- _TASK BRIEF_: State the number of lines in the records underneath where the word "latest" turns up, and say nothing else.

[PROVIDED MATERIAL — start]

PR #435, opened 2026-07-27
fix: respect source.origin in copyExternalImageToTexture

Josema:
## Problem

The source descriptor already parsed and stored `origin`, but `copyExternalImageToTexture()` always uploaded pixels starting at the beginning of the `ImageBitmap` backing store.

For example, given this 2×2 image:

```text
A B
C D
```

Copying the right column:

```ts
device.queue.copyExternalImageToTexture(
  {
    source: bitmap,
    origin: [1, 0],
  },
  { texture },
  {
    width: 1,
    height: 2,
  },
);
```

should upload:

```text
B
D
```

Instead, it uploaded:

```text
A
C
```

This is especially visible when using texture atlases. Copies intended to generate padding from the last row or column could read pixels from the beginning of the image, producing a solid line along the right or bottom edge.

The existing `flipY` path had a related issue: it flipped the complete bitmap before applying the copy extent. For a subregion, WebGPU expects only the selected region to be flipped.

## Solution

The fix is intentionally limited to the existing `copyExternalImageToTexture()` implementation:

- Read `source.origin`, defaulting to `[0, 0]`.
- Validate that `origin + copySize` fits inside the source bitmap.
- Use the staging path when the origin is non-zero, or when `flipY` or alpha
  conversion is required.
- Copy only the selected rows and columns into the staging buffer.
- Reverse the selected rows while copying when `flipY` is enabled.
- Apply alpha conversion to the staged subregion when required.
- Upload the staging buffer with row layout matching the subregion.

The existing direct upload path remains unchanged for zero-origin copies that
do not require `flipY` or alpha conversion.

## Validation

The regression suite covers:

- A non-zero horizontal origin.
- A non-zero vertical origin.
- `source.origin` combined with alpha conversion.
- `source.origin` combined with `flipY`.
- Horizontal and vertical out-of-bounds source regions.
- The existing zero-origin path.

Verified with:

```bash
yarn workspace react-native-webgpu test:ref \
  --runTestsByPath src/__tests__/ImageBitmapOrigin.spec.ts

yarn workspace react-native-webgpu test:node \
  --runTestsByPath src/__tests__/ImageBitmapOrigin.spec.ts

yarn workspace react-native-webgpu test \
  --runTestsByPath src/__tests__/ImageBitmapOrigin.spec.ts
```

Results:

- Chrome reference client: 7/7 passing.
- `dawn.node`: 7/7 passing.
- iOS Simulator (iPhone 11, iOS 26.2): 7/7 passing.
- TypeScript and ESLint checks passing.
- Native C++ source compiled successfully.

### DIFF
--- a/packages/webgpu/cpp/rnwgpu/api/GPUQueue.cpp
+++ b/packages/webgpu/cpp/rnwgpu/api/GPUQueue.cpp
@@ -129,8 +129,20 @@ void GPUQueue::copyExternalImageToTexture(
   }
 
   const auto origin = source->origin.value_or(nullptr);
-  const size_t sourceOriginX = origin ? origin->x : 0;
-  const size_t sourceOriginY = origin ? origin->y : 0;
+  // GPUOrigin2D coordinates are [EnforceRange] unsigned long: negative,
+  // NaN, or out-of-range doubles must be rejected here because casting
+  // them to an unsigned integer is undefined behavior.
+  constexpr double kMaxOrigin =
+      static_cast<double>(std::numeric_limits<uint32_t>::max());
+  if (origin && (!(origin->x >= 0) || !(origin->y >= 0) ||
+                 origin->x > kMaxOrigin || origin->y > kMaxOrigin)) {
+    throw std::runtime_error(
+        "The source origin must be a non-negative integer coordinate.");
+  }
+  const size_t sourceOriginX =
+      origin ? static_cast<size_t>(origin->x) : 0;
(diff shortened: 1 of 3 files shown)


wcandillon:
@Josema I see it marked as draft, let me know once it is ready for review 👍

Josema:
Ready. Again, this is a fix from Codex that works for me. Feel free to close the PR if you don't think the fix is good enough.

wcandillon (approved):
Thanks 👍

Issue #444, opened 2026-08-14
Feature request: expose the surface present mode (FIFO is hardcoded in two places) and request the panel refresh rate


smm-h:
Hi — first, thank you for this library. I have a React Native app rendering a three.js WebGPU scene through it on Dawn/Vulkan, and it works; this is a request from having profiled that app on a device, not a complaint.

Two related things about frame delivery, with the evidence I gathered.

## 1. Present mode is hardcoded to FIFO, in two places

Verified against the installed `react-native-webgpu@0.8.2` and re-checked against `main` (same line numbers in both):

- `packages/webgpu/cpp/rnwgpu/api/GPUCanvasContext.cpp:30`

  ```cpp
  surfaceConfiguration.presentMode = wgpu::PresentMode::Fifo;
  ```

  set unconditionally at the end of `GPUCanvasContext::configure()`, after the format/usage conversion.

- `packages/webgpu/cpp/rnwgpu/SurfaceRegistry.h:242`

  ```cpp
  _config.presentMode = wgpu::PresentMode::Fifo;
  ```

  inside `SurfaceInfo::configure()`, which **re-stamps** FIFO over whatever `wgpu::SurfaceConfiguration` the caller passed in, right after the width/height clamp.

The second one is what makes this a hard wall rather than a default: even if a JS caller could express a present mode, `SurfaceRegistry::configure()` would overwrite it. And there is no way to express one anyway — `GPUCanvasConfiguration` (`packages/webgpu/cpp/rnwgpu/api/descriptors/GPUCanvasConfiguration.h:16`) carries only `device`, `format`, `usage`, `viewFormats` and `alphaMode`. `wgpu::PresentMode` itself has `FifoRelaxed`, `Immediate` and `Mailbox` available (`cpp/webgpu/webgpu_cpp.h:505-511`), so the Dawn side already supports the alternatives.

I understand why FIFO is the safe default (it is the only mode guaranteed present on every Vulkan surface, and it is what the web canvas contract implies). The ask is not to change the default — it is to make it reachable.

### Why this shows up as a frame-rate cliff

FIFO is a strict queue, and Dawn's Vulkan backend configures the surface with a minimal image count for it. With a shallow chain there is essentially no pipelining slack: the app cannot get ahead of the compositor, so `getCurrentTexture()` blocks the JS thread waiting for an image, and a frame that misses one vsync waits for the whole next one.

[...]

PR #453, opened 2026-08-25
feat: expose native canvas present modes

huytdps13400:
## Summary

- add a non-standard `presentMode` field to `GPUCanvasConfiguration`
- map `fifo`, `fifo-relaxed`, `immediate`, and `mailbox` to Dawn's native surface modes
- keep FIFO as the default and stop `SurfaceRegistry` from overwriting the caller's selection
- document platform-dependent support and add TypeScript/native regression coverage

This addresses the present-mode portion of #444. It intentionally does not add DisplayLink/Choreographer ownership or a refresh-rate scheduler, matching the maintainer's scope guidance in the issue.

Unsupported modes remain subject to Dawn's existing surface configuration validation.

## Verification

- `yarn workspace react-native-webgpu tsc`
- `yarn workspace react-native-webgpu test:node CanvasConfiguration.spec.ts` (3 tests passed)
- `yarn workspace react-native-webgpu build`
- `yarn workspace docs tsc`
- `yarn workspace docs build:docs`
- `clang++ -std=c++20 -fsyntax-only ... GPUCanvasContext.cpp`
- `cpplint` on all changed C++ files

The full local Node-WebGPU suite also ran; all relevant tests passed, with one unrelated existing Node backend failure in `GPU.spec.ts` where `limits.maxBindGroups` serializes as `undefined`.


wcandillon:
Can you give me a motivating example to expose this feature? I think it could make sense but I would like to understand the use-cases

huytdps13400:
> Can you give me a motivating example to expose this feature? I think it could make sense but I would like to understand the use-cases
Thanks, that makes sense. I’ll prepare a motivating example and some concrete use‑cases for ‎`presentMode` and get back to you.

huytdps13400:
A concrete motivating case is a touch-driven 3D editor or drawing canvas where a gesture/worklet continuously updates the camera or brush state and each render represents the latest input.

With FIFO, pending frames are presented in submission order. If the app has queued work, the screen can show an older camera/brush state even though newer input has already been rendered. Mailbox still waits for vblank (so no tearing), but replaces the single pending frame with the newest one. That trades some power for lower input-to-photon latency, which is exactly the use case the Vulkan performance guide calls out for mailbox mode.

For example, an app could choose mailbox only while the user is actively orbiting a model or drawing, then reconfigure back to FIFO when interaction ends:

```ts
context.configure({
  device,
  format: navigator.gpu.getPreferredCanvasFormat(),
  presentMode: isInteracting ? "mailbox" : "fifo",
});
```

`fifo-relaxed` is useful for a mostly-vsynced loop that occasionally finishes just after vblank; `immediate` is mainly an opt-in profiling/latency escape hatch for apps willing to accept tearing. FIFO remains the default and the best general-purpose/power-efficient choice.

The Vulkan definitions are here: https://registry.khronos.org/vulkan/specs/latest/man/html/VkPresentModeKHR.html. Khronos also documents mailbox specifically as a lower-input-latency option, with the power tradeoff: https://docs.vulkan.org/samples/latest/samples/performance/swapchain_images/README.html. Dawn already rejects a mode not reported by the surface capabilities, so this PR exposes the choice without promising every mode on every device.

The main product motivation is therefore mailbox. I mapped all four Dawn modes for completeness, but I can narrow the public extension to `fifo`/`mailbox` if you would prefer the smallest API surface.

wcandillon:
Could you add it as an example to this PR? If it's Android only, that's ok for me. I just want to get a better sense of this.

huytdps13400:
Added the requested Android example in e466e18.

The new Present Modes screen:
- toggles the canvas between fifo and mailbox
- drives both a white Reanimated UI marker and a cyan WebGPU marker from the same pan gesture, so the input-to-presentation behavior can be compared directly
- keeps the current gesture position while switching modes
- stops the previous render loop before presenting again after a mode change

Verification:
- yarn workspace Example tsc
- targeted ESLint for PresentMode.tsx, App.tsx, Home.tsx, and Route.ts
- Android debug build, install, and launch on Pixel 10 Pro emulator (API 37)
- runtime QA: FIFO and MAILBOX both rendered, mode switching preserved marker position, and drag updates stayed aligned
- no Dawn validation errors or crashes in the native log

wcandillon:
this is compelling thank you

apps/docs/content/docs/getting-started/canvas.mdx
```diff
@@ -61,6 +61,24 @@ context.present(); // React Native only
 
 `present()` is a React Native only method (it is not part of the Web WebGPU spec). It runs **synchronously** on the calling thread, so the frame is presented from whichever thread did the rendering. This works the same on every runtime: the main JS runtime, the UI thread, and dedicated worklet runtimes. Always call it after `submit()`, never before.
 
+### Present mode
```
wcandillon, line 64: On iOS, mailbox and immediate are no-ops (Dawn's Metal swapchain only toggles vsync on macOS), fifo-relaxed always fails, and the validation error only reaches the uncaptured-error callback, never a configure() throw. The docs should describe per-backend behavior and note the example is Android-only.

packages/webgpu/cpp/rnwgpu/api/descriptors/GPUCanvasConfiguration.h
```diff
@@ -63,6 +64,23 @@ struct JSIConverter<std::shared_ptr<rnwgpu::GPUCanvasConfiguration>> {
           result->alphaMode = wgpu::CompositeAlphaMode::Premultiplied;
         }
       }
+      if (value.hasProperty(runtime, "presentMode")) {
```
wcandillon, line 67: Explicit undefined presentMode throws (GPUCanvasConfiguration.h:68). The code uses hasProperty plus asString, so presentMode: cond ? "mailbox" : undefined throws a raw JSI error instead of applying the FIFO default. Guard with isUndefined/isString before reading, like the other optional members in that file.

packages/webgpu/cpp/rnwgpu/api/GPUCanvasContext.cpp
```diff
@@ -27,7 +27,7 @@ void GPUCanvasContext::configure(
 #ifdef __APPLE__
   surfaceConfiguration.alphaMode = configuration->alphaMode;
 #endif
-  surfaceConfiguration.presentMode = wgpu::PresentMode::Fifo;
+  surfaceConfiguration.presentMode = configuration->presentMode;
```
wcandillon, line 30: Unsupported presentMode fails silently

apps/example/src/PresentMode.tsx
```diff
@@ -0,0 +1,292 @@
...
+      context,
+      navigator.gpu.getPreferredCanvasFormat(),
+      mode,
+      canvas.width,
+      canvas.height,
+      pixelRatio,
+    );
+
+    return () => {
+      running.value = false;
```
wcandillon, line 152: Render loop leaks on effect re-run . Cleanup sets a shared boolean to false, but the immediate re-run sets it back to true before the UI thread reads it, so Fast Refresh spawns a second loop on the same context. Use a per-effect generation token.

packages/webgpu/src/__tests__/CanvasConfiguration.spec.ts
```diff
@@ -0,0 +1,53 @@
...
+
+    expect(configuration).toBeDefined();
+  });
+
+  it("configures a native surface with an explicit FIFO present mode", async () => {
+    if (client.OS !== "ios" && client.OS !== "android") {
+      return;
+    }
+
+    const size = await client.eval(({ ctx, device, gpu }) => {
```
wcandillon, line 37: this doesn't really work, can you update the test suite to really use an image snapshot test?

wcandillon (changes requested):
The motivational example you provided is compelling thank you for that. I left some review comments

PR #456, opened 2026-08-27
Fix/implicit device synchronization

### LINKED ISSUE #455: A GPUDevice shared between JS runtimes crashes within seconds (iOS and Android)
## What happens

Render a canvas from the Reanimated UI runtime, then touch the same `GPUDevice` from the React JS runtime, and the app dies in 4 to 12 seconds. No exotic API needed. `queue.writeBuffer`, `queue.submit`, `device.createBuffer`, `buffer.mapAsync` and `context.present` each do it.

Five signatures so far:

- iOS, Metal assert in `-[_MTLCommandEncoder dealloc]`
- iOS, Metal assert `encodeSignalEvent:value:` during `Submit`
- iOS, Metal assert in `-[_MTLCommandBuffer commit]`, reached from `Instance::ProcessEvents`
- iOS, `AddressSanitizer: heap-use-after-free` in Dawn's `RingBufferAllocator`
- Android, `SIGSEGV` on the JS thread inside `BufferBase::MapAtCreation`

I chased this on iOS first and assumed it was a Metal quirk. It is not. Android/Vulkan crashes too, and so does a Release build with no sanitizer linked, so the Metal asserts are not just validation noise.

## Repro

Branch: https://github.com/AlirezaHadjar/react-native-webgpu/tree/repro/cross-runtime-device
It sits on `main` at 244ad53 and only touches `apps/example`.

It adds a screen under **Diagnostics -> "Cross-Runtime Device Stress"**. The UI runtime renders a canvas through `runOnUI` while the React JS runtime hammers the same device from a `setTimeout` pump. Each mode picks which API family both sides hit.

1. `yarn build:ios` or `yarn build:android` in `apps/example`
2. Home, scroll to the bottom, tap **Tests**, then **Cross-Runtime Device Stress**
3. It starts in `write` mode and dies in about 10 seconds. Tap `submit`, `map` or `present` for the other signatures.

On iOS you can pick the mode at launch:

```
xcrun simctl launch <udid> <bundle-id> -RNWebGPUCrossRuntimeMode map
```

Watch the `ui:` and `js:` counters under the title. If either stops climbing, that runtime died and nothing is racing any more, so "it survived" means nothing.

## What I measured

iPhone 17 Pro simulator, iOS 26.5, Debug with ASan, 30 seconds per mode:

| mode | result | crash |
|---|---|---|
| write | crash 12s | `-[_MTLCommandEncoder dealloc]` <- `EnsureBlit` <- `QueueBase::WriteBuffer` |
| submit | crash 6s | ASan + `encodeSignalEvent` <- `Submit` |
| create | survived | |
| map | crash 4s | `-[_MTLCommandBuffer commit]` <- `SubmitPendingCommandBuffer` <- `DeviceBase::Tick` <- `Instance::ProcessEvents` |
| present | crash 4s | ASan + `encodeSignalEvent` <- `Submit` |
| churn | survived | |
| destroy | survived | |
| all | crash 6s | ASan + `Submit` |

Release build for the simulator, no sanitizer in the image list: `write` crashes in about 10 seconds with the same `-[_MTLCommandEncoder dealloc]` stack.

Android emulator, API 36, arm64, Debug: `submit` crashes with `SIGSEGV` on the React JS thread inside `createBuffer`.

## Stacks

iOS, both runtimes sitting in `rnwgpu::GPUQueue::writeBuffer` at the same time. Which thread aborts changes run to run:

```
abort -> __assert_rtn -> MTLReportFailure
-[_MTLCommandEncoder dealloc]
-[MTLSerializerBlitCommandEncoder dealloc]
dawn::native::metal::CommandRecordingContext::EnsureBlit()
dawn::native::metal::Device::CopyFromStagingToBuffer(...)
dawn::native::BufferBase::UploadData(...)
dawn::native::QueueBase::WriteBuffer(...)
wgpu::Queue::WriteBuffer(...)
rnwgpu::GPUQueue::writeBuffer(...)
```

iOS, the uploader's ring buffer torn up by one thread while another walks it:

```
AddressSanitizer: heap-use-after-free on address 0x0001047986c0
#1 dawn::SerialQueue<..., RingBufferAllocator::Request>::Enqueue(...)
#2 dawn::native::RingBufferAllocator::Allocate(...)
#3 dawn::native::DynamicUploader::Reserve(...)
   -> BufferBase::UploadData -> QueueBase::WriteBuffer -> rnwgpu::GPUQueue::writeBuffer
freed by thread T7 here: same Enqueue frame
previously allocated by thread T7 here: same Enqueue frame
T7 created by -[RCTJSThreadManager startJSThread] (RCTJSThreadManager.mm:69)
```

iOS `map` mode. The JS thread aborts inside the event pump while the main thread encodes:

```
thread com.facebook.react.runtime.JavaScript (triggered)
  -[_MTLCommandBuffer commit] <- metal::Queue::SubmitPendingCommandBuffer
  <- metal::Device::TickImpl <- DeviceBase::Tick <- InstanceBase::ProcessEvents
  <- rnwgpu::async::RuntimeContext::tick()
main thread
  -[MTLSerializerCommandEncoder endEncoding]
```

Android `submit` mode, tombstone on the React JS thread:

```
signal 11 (SIGSEGV), code 2 (SEGV_ACCERR), fault addr 0x76954777a8
tid: 10325, name: mqt_v_js
  #01 libwebgpu_dawn.so  dawn::native::BufferBase::MapAtCreation()+408
  #02 libwebgpu_dawn.so  dawn::native::DeviceBase::CreateBuffer(...)+368
  #03 libwebgpu_dawn.so  dawn::native::BufferBase::MapAtCreationInternal()+196
  #05 libwebgpu_dawn.so  dawn::native::DeviceBase::APICreateBuffer(...)+864
  #07 libreact-native-webgpu.so  rnwgpu::GPUDevice::createBuffer(...)+260
```

## Environment

- react-native-webgpu `main` at 244ad53
- react-native 0.81.4, react-native-reanimated 4.3.1
- iPhone 17 Pro simulator, iOS 26.5, Debug with ASan and Release without
- Android emulator, API 36, arm64, Debug

AlirezaHadjar:
Fixes #455.

## Why it crashes

`GPUAdapter::requestDevice` never asks for Dawn's `ImplicitDeviceSynchronization`, so `DeviceBase::mMutex` stays null (`Device.cpp:449`) and every `device->GetGuard()` inside Dawn turns into a no-op. Meanwhile rnwgpu hands the same device to every runtime it is boxed into (`installWebGPU`, GPUQueue through the Worklets serializer) and drives it from `SurfaceInfo` as well. Two threads then walk Dawn's queue, uploader and tick state at once, and Metal or Vulkan falls over a few seconds later.

## The change

`requestDevice` requests the feature when the adapter advertises it. Dawn's generated entry points then take `device->GetGuard()` (see the `ProcTable.cpp` template), and the paths a hand-rolled queue lock would miss guard themselves: `DeviceBase::APITick` (`Device.cpp:1589`), `Surface::Configure` / `GetCurrentTexture` / `Present` (`Surface.cpp:495,577,634`), and `metal::WaitForCommandsToBeScheduled` (`MetalBackend.mm:41`). Command encoding stays unlocked by Dawn's design, which matches one encoder per thread.

This is the supported way to use one device from several threads, and the same mechanism Chrome relies on. Single-runtime apps pay an uncontended mutex per call. Two runtimes serialize exactly when they would otherwise corrupt each other.

`GPUDevice::getFeatures` hides the feature when rnwgpu added it, so `device.features` keeps mirroring what the caller asked for. An explicit request still shows up, which is what `FeatureNames.spec.ts` asserts.

The other two commits add the diagnostic screen from the issue, under Diagnostics -> "Cross-Runtime Device Stress".

## Verification

iPhone 17 Pro simulator, iOS 26.5, Debug with ASan, 30 seconds per mode:

| mode | before | after |
|---|---|---|
| write | crash 12s | pass |
| submit | crash 6s | pass |
| create | pass | pass |
| map | crash 4s | pass |
| present | crash 4s | pass |
| churn | pass | pass |
| destroy | pass | pass |
| all | crash 6s | pass |

- 180 second soaks on `all` and `map`, frame and tick counters still climbing, so nothing deadlocks.
- Android emulator (API 36, arm64): `submit` crashed on the JS thread in `createBuffer` before, all seven modes run clean after.
- `yarn test` (jest e2e against the running app): 174/174.
- Reanimated examples (UI Thread, Dedicated Thread, Async Buffer UI) render as before.
- Throughput over 45 seconds of `write` is unchanged: ui 2971 / js 2940, against ui 2923 / js 2880 for a hand-rolled per-queue lock I benchmarked against.

## Alternative

A per-native-queue `std::mutex` in rnwgpu around the GPUQueue and SurfaceInfo entry points fixes 7 of the 8 modes. `map` still aborts, because `RuntimeContext::tick()` calls `Instance::ProcessEvents()` from every runtime and `DeviceBase::APITick` relies on `GetGuard()`. Covering that by hand means repeating the lock at every Dawn entry point two runtimes can reach.

### DIFF
--- a/apps/example/src/App.tsx
+++ b/apps/example/src/App.tsx
@@ -48,6 +48,7 @@ import { SharedTextureMemory } from "./SharedTextureMemory";
 import { ImportExternalTexture } from "./ImportExternalTexture";
 import { VisionCamera } from "./VisionCamera";
 import { SixteenBitTextures } from "./SixteenBitTextures";
+import { CrossRuntimeDevice } from "./Diagnostics/CrossRuntimeDevice";
 
 // The two lines below are needed by three.js
 import "fast-text-encoding";
@@ -126,6 +127,10 @@ function App() {
           />
           <Stack.Screen name="BackgroundDetach" component={BackgroundDetach} />
           <Stack.Screen name="SurfaceChurn" component={SurfaceChurn} />
+          <Stack.Screen
+            name="CrossRuntimeDevice"
+            component={CrossRuntimeDevice}
+          />
           <Stack.Screen
             name="StorageBufferVertices"
             component={StorageBufferVertices}
--- a/apps/example/src/Diagnostics/CrossRuntimeDevice.tsx
+++ b/apps/example/src/Diagnostics/CrossRuntimeDevice.tsx
@@ -1,0 +1,404 @@
+import React, { useCallback, useEffect, useRef, useState } from "react";
+import {
+  Button,
+  Platform,
+  ScrollView,
+  Settings,
+  StyleSheet,
+  Text,
+  View,
+} from "react-native";
+import type { CanvasRef, RNCanvasContext } from "react-native-webgpu";
+import { Canvas, installWebGPU } from "react-native-webgpu";
+import { runOnUI, useSharedValue } from "react-native-reanimated";
+import type { SharedValue } from "react-native-reanimated";
+
+const MODES = [
+  "write",
+  "submit",
+  "create",
+  "map",
+  "present",
+  "churn",
+  "destroy",
+  "all",
+] as const;
+
+type ReproMode = (typeof MODES)[number];
+
+const MODE_SETTING = "RNWebGPUCrossRuntimeMode";
+
+const OPS_PER_FRAME = 32;
+const OPS_PER_TICK = 32;
+const SURFACE_CHURN_INTERVAL_MS = 150;
+const DESTROY_AFTER_MS = 2_000;
+
+interface Shared {
+  device: GPUDevice;
+  format: GPUTextureFormat;
+  uiBuffer: GPUBuffer;
+  jsBuffer: GPUBuffer;
+}
+
+const readInitialMode = (): ReproMode => {
+  if (Platform.OS !== "ios") {
+    return "write";
+  }
+  const stored = Settings.get(MODE_SETTING);
+  return MODES.includes(stored) ? (stored as ReproMode) : "write";
+};
+
+const renderOnUI = (
+  running: SharedValue<boolean>,
+  uiFrames: SharedValue<number>,
+  device: GPUDevice,
+  context: RNCanvasContext,
+  buffer: GPUBuffer,
+  format: GPUTextureFormat,
+  mode: ReproMode,
+  ops: number,
+) => {
+  "worklet";
+
+  installWebGPU();
+  context.configure({ device, format, alphaMode: "premultiplied" });
+
+  const data = new Float32Array(4);
+  let frameNumber = 0;
+
+  const stress = () => {
+    if (mode === "write" || mode === "all") {
+      for (let i = 0; i < ops; i += 1) {
+        data[1] = i;
+        device.queue.writeBuffer(buffer, 0, data);
+      }
+    }
+    if (mode === "submit" || mode === "all") {
+      for (let i = 0; i < ops; i += 1) {
+        device.queue.submit([device.createCommandEncoder().finish()]);
+      }
+    }
+    if (mode === "create" || mode === "all") {
+      for (let i = 0; i < ops; i += 1) {
+        const scratch = device.createBuffer({
+          size: 256,
+          usage: GPUBufferUsage.COPY_DST | GPUBufferUsage.UNIFORM,
+        });
+        scratch.destroy();
+      }
+    }
+  };
+
+  const frame = () => {
+    if (!running.value) {
+      return;
+    }
+    frameNumber += 1;
+    uiFrames.value = frameNumber;
+    data[0] = frameNumber;
+    stress();
+
+    const encoder = device.createCommandEncoder();
+    const pass = encoder.beginRenderPass({
+      colorAttachments: [
+        {
+          view: context.getCurrentTexture().createView(),
+          clearValue: [
+            0.5 + 0.5 * Math.sin(frameNumber / 29),
+            0.5 + 0.5 * Math.sin(frameNumber / 31 + 2),
+            0.5 + 0.5 * Math.sin(frameNumber / 37 + 4),
+            1,
+          ],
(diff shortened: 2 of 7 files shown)


wcandillon:
Can you tell me what the stress test is doing? I am struggling to understand it? Can you tell me more at a high level?

AlirezaHadjar:
> Can you tell me what the stress test is doing? I am struggling to understand it? Can you tell me more at a high level?

[react-native-fast-confetti](https://github.com/AlirezaHadjar/react-native-fast-confetti) renderer depends on sharing one webgpu device across runtimes but rn webgpu previously exposed that supported pattern without enabling Dawn’s required thread synchronization. #456 makes the architecture safe by default.

AlirezaHadjar:
basically there's a very random race condition that is easier to trigger when stress test it

wcandillon:
why you don't do everything on the UI Thread? you can create the device on the JS thread (or even UI thread) and then pass it and use it only on the UI thread. Can you describe the concurrent patterns that you are using there?
I am trying to understand the use-case base.

AlirezaHadjar:
> why you don't do everything on the UI Thread? you can create the device on the JS thread (or even UI thread) and then pass it and use it only on the UI thread. Can you describe the concurrent patterns that you are using there? I am trying to understand the use-case base.

correct I just tried moving all operations on ui thread and couldn't repro the crash anymore. lmk if you think merging the pr would be useful or not since rn webgpu allows devices to cross runtimes and the race condition issue is still problem

wcandillon:
if the PR is to have implicit device synchronization option on, I would be ok with it but the current implementation in the PR seems a bit too complex for it, could it be simplified? (unless I'm missing something). The example looks a bit too convoluted as well.
And this should be documented as well (part of the native APIs section).

wcandillon:
Thank you for this, superseeding it with #467 467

[PROVIDED MATERIAL — finish]

- _SOLUTION TO THIS PROBLEM_: 2